### EXCERPTED DATA

PR #1320, opened 2021-11-04
for non retriable failures, set the terminal exit status for state in…

hassanctech:
For issues such as signature expired, we don't want to keep retrying as that is unlikely to help things.  This bails out early in this case with the call failed status which is the terminal error condition for in the state machine so the lower level layers will not retry.

*Issue #, if available:*

*Description of changes:*

### DIFF
--- a/src/source/Signaling/LwsApiCalls.c
+++ b/src/source/Signaling/LwsApiCalls.c
@@ -1063,7 +1063,7 @@ STATUS getIceConfigLws(PSignalingClient pSignalingClient, UINT64 time)
     ATOMIC_STORE(&pSignalingClient->result, (SIZE_T) pLwsCallInfo->callInfo.callResult);
     pResponseStr = pLwsCallInfo->callInfo.responseData;
     resultLen = pLwsCallInfo->callInfo.responseDataLen;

### PROMPT
All lines from the line containing "pSignalingClient, UINT64 time)" through the end of the listing above are to be duplicated exactly; include both ends and nothing further.

### SOLUTION TO THE EXERCISE
@@ -1063,7 +1063,7 @@ STATUS getIceConfigLws(PSignalingClient pSignalingClient, UINT64 time)
     ATOMIC_STORE(&pSignalingClient->result, (SIZE_T) pLwsCallInfo->callInfo.callResult);
     pResponseStr = pLwsCallInfo->callInfo.responseData;
     resultLen = pLwsCallInfo->callInfo.responseDataLen;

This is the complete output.